* **Data provided**:
──────

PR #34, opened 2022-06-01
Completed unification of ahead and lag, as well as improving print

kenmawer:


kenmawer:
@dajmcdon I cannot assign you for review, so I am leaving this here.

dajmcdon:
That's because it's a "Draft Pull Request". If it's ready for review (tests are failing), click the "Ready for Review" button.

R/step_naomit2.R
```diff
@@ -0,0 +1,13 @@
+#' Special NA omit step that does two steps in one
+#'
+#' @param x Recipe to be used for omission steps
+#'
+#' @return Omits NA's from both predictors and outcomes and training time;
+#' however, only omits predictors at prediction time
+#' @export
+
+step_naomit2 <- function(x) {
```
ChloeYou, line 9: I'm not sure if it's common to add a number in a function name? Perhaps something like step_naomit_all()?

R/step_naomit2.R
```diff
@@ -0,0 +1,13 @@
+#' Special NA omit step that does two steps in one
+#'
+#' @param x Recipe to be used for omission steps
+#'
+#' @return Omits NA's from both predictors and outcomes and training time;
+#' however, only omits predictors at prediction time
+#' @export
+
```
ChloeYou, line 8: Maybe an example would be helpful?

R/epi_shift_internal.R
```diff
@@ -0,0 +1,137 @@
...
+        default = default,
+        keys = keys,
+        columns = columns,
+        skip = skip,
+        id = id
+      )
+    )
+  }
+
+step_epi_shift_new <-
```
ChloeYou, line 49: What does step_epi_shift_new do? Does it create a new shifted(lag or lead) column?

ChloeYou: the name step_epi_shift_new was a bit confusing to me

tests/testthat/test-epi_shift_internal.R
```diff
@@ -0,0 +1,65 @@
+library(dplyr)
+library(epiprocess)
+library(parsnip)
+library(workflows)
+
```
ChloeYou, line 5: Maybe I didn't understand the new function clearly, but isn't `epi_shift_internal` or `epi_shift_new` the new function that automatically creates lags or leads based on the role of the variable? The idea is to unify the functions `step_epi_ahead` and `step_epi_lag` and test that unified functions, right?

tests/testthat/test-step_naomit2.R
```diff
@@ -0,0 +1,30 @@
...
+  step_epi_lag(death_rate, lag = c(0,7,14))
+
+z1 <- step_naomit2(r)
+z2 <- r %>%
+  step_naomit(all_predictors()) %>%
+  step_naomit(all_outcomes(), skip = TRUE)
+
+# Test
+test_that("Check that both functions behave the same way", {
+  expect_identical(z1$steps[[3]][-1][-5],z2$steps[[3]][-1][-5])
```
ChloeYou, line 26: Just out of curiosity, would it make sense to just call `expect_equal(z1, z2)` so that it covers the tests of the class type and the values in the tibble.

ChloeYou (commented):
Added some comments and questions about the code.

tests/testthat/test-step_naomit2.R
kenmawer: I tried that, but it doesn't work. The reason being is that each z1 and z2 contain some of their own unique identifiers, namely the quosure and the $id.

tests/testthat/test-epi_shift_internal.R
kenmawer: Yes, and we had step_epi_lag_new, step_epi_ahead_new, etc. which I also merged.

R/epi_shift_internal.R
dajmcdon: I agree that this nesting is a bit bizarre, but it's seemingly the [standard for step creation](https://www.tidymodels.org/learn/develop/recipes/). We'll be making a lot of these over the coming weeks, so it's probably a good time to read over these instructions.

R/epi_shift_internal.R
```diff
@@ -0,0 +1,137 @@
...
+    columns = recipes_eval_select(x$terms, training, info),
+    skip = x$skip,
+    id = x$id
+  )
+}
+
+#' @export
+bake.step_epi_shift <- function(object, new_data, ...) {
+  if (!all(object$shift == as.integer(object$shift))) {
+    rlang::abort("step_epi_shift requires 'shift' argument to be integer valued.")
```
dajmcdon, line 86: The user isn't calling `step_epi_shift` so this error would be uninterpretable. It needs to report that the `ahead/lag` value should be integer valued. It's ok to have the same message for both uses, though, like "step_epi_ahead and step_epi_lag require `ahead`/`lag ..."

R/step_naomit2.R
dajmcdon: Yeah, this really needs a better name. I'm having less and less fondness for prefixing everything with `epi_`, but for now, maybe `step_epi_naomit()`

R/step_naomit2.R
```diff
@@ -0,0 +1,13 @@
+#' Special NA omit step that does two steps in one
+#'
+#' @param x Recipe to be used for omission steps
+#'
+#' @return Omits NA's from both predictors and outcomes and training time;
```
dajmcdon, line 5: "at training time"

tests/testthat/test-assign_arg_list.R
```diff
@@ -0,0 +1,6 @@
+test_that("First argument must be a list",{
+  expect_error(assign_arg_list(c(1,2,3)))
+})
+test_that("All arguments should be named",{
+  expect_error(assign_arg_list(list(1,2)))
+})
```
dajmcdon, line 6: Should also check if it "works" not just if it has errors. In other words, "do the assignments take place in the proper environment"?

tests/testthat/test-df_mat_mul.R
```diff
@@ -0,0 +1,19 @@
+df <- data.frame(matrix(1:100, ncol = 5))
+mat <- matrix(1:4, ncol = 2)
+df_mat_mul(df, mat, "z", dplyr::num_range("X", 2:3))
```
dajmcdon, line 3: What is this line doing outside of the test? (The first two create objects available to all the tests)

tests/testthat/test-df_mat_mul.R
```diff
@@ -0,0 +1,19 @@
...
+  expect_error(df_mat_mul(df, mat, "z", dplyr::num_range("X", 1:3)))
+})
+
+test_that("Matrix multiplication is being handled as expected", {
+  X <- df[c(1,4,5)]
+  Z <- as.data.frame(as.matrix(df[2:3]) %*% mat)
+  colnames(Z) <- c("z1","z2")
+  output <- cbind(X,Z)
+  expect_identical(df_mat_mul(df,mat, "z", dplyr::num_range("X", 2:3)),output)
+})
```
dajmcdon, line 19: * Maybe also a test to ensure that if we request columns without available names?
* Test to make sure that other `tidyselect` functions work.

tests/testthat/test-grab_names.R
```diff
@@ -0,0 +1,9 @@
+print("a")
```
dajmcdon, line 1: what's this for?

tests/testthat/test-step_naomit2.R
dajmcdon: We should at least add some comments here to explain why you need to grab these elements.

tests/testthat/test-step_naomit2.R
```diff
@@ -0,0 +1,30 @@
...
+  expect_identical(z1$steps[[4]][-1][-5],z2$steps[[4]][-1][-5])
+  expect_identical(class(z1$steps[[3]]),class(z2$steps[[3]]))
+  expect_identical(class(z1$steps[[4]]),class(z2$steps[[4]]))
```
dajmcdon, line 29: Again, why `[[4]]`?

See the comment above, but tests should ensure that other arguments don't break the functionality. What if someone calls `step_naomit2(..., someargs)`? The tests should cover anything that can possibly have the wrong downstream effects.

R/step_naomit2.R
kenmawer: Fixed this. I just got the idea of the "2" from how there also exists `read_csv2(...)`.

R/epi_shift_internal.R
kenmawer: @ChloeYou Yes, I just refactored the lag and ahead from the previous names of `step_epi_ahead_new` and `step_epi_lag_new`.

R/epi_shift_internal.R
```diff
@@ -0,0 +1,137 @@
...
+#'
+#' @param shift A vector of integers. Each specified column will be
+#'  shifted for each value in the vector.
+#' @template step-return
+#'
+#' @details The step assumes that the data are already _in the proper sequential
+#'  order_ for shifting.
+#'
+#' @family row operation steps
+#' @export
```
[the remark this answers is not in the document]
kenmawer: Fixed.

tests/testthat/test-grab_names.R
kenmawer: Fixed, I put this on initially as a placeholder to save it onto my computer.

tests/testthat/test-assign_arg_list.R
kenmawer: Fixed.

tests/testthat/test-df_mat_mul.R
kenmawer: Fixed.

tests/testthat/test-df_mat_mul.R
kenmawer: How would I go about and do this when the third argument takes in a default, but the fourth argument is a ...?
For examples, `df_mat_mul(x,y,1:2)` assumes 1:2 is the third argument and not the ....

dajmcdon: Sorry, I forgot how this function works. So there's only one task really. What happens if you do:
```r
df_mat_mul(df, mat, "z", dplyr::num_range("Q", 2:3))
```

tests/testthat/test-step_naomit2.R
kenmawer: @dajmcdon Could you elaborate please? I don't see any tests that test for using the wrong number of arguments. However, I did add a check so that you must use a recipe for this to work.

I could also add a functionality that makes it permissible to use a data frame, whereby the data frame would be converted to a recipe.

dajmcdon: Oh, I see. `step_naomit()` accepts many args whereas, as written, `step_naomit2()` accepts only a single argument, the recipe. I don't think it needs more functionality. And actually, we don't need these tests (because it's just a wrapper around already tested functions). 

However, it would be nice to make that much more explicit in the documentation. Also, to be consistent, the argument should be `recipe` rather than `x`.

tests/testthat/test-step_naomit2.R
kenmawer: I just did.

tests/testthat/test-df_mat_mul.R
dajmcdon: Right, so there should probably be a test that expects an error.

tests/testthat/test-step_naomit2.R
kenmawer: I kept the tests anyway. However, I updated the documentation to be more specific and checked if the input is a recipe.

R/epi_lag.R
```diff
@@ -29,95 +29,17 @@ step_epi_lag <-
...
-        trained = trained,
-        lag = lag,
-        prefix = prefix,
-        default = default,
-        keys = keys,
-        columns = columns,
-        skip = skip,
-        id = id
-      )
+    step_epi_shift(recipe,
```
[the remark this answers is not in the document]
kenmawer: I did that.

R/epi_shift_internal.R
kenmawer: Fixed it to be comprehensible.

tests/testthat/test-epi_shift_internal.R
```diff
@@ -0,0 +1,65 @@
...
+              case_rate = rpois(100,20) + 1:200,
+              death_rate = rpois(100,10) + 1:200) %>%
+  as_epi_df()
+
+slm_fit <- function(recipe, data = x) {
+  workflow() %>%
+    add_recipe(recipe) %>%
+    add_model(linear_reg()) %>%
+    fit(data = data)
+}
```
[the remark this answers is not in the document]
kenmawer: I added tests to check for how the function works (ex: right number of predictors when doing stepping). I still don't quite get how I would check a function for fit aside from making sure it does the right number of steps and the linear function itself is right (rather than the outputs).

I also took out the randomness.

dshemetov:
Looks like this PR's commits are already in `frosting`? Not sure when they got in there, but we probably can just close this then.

──────

* **Problem**: Which lines of the records above contain the word "third"? Report each one in full.

* **Output of the task**:
kenmawer: How would I go about and do this when the third argument takes in a default, but the fourth argument is a ...?
For examples, `df_mat_mul(x,y,1:2)` assumes 1:2 is the third argument and not the ....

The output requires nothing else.